## RECORDS FOR THE EXERCISE
▼
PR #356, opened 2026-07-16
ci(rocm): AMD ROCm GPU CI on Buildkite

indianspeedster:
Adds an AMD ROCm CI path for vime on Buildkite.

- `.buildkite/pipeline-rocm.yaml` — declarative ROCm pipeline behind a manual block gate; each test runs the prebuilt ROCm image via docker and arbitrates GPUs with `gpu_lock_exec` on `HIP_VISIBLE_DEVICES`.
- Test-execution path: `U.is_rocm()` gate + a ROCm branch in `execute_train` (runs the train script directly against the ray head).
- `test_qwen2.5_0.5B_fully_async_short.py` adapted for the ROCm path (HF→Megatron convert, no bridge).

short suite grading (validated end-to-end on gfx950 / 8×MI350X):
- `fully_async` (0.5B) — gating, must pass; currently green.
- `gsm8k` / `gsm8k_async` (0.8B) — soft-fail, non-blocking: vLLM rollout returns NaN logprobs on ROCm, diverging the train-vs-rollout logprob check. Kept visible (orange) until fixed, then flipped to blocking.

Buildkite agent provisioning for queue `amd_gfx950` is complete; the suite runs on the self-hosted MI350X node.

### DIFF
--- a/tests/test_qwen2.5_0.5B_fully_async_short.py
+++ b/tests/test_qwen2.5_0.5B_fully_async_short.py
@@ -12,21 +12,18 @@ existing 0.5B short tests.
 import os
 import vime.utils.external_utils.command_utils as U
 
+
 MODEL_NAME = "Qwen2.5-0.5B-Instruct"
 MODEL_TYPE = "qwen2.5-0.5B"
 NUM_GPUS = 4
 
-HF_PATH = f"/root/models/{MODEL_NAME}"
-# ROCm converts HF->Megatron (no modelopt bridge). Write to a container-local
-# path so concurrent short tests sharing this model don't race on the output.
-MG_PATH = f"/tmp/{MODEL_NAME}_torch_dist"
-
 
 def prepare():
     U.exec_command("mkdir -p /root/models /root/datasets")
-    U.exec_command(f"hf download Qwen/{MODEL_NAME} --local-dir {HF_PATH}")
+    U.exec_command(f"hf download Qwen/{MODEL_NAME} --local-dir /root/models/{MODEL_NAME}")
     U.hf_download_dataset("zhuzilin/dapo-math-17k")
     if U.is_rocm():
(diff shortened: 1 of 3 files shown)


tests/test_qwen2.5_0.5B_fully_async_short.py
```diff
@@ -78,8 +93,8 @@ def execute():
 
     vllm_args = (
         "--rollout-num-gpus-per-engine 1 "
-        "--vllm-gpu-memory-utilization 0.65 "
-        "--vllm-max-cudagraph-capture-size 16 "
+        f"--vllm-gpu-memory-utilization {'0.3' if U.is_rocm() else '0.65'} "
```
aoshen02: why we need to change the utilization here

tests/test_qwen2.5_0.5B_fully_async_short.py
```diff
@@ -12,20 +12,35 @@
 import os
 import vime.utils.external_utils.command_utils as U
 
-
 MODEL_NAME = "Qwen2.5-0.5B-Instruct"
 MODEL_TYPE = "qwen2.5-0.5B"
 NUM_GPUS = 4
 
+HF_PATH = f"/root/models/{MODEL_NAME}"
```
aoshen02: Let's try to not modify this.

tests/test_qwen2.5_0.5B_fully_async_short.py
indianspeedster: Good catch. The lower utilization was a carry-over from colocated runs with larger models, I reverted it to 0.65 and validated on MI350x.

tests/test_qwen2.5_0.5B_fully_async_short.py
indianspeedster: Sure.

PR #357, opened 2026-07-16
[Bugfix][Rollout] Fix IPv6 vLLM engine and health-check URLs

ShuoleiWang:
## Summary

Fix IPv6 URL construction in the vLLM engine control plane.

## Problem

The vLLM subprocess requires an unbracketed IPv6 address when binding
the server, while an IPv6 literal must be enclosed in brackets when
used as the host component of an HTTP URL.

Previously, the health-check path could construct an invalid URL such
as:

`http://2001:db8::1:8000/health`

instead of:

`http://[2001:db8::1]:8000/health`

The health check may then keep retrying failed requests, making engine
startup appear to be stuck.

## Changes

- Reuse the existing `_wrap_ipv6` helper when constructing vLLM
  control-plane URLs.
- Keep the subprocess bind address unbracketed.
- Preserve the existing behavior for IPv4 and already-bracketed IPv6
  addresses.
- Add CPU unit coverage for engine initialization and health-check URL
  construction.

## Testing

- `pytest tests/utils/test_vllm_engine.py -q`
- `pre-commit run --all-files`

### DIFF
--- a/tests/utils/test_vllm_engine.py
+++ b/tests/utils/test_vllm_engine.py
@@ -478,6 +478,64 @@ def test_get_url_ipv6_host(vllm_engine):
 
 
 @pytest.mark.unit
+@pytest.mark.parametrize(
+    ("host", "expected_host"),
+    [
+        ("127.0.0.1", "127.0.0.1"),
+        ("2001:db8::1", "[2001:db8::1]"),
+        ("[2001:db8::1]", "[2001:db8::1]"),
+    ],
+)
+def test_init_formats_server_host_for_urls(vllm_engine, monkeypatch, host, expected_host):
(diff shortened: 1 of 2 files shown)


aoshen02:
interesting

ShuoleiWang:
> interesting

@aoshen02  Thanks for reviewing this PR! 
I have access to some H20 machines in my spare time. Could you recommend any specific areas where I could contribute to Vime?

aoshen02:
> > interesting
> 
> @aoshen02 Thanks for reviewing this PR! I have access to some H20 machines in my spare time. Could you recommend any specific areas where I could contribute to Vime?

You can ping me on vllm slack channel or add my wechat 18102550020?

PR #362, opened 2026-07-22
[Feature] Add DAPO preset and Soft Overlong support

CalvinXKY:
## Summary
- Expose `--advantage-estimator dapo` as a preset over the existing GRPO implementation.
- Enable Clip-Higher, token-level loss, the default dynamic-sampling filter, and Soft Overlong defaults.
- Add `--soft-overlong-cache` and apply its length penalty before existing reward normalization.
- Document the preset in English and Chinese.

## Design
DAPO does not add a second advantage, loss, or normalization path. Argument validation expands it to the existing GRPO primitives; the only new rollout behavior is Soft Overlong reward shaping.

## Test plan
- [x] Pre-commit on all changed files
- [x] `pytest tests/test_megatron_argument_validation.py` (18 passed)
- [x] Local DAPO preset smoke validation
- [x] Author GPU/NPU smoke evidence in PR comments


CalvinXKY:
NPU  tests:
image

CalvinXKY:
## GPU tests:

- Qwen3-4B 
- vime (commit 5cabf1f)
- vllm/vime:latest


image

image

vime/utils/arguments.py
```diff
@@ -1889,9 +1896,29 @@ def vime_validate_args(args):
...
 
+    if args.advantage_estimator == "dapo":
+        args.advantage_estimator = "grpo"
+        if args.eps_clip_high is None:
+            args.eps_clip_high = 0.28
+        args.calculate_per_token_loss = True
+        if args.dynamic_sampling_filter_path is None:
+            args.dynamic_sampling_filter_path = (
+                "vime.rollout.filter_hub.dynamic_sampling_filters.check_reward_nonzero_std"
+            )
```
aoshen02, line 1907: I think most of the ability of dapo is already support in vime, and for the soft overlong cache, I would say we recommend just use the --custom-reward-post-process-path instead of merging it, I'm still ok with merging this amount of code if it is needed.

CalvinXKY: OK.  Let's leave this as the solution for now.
▲
## EXERCISE BRIEF
What lines in the data above contain the word "control"? Copy them all.

## REPLY TO THE TASK
Fix IPv6 URL construction in the vLLM engine control plane.
  control-plane URLs.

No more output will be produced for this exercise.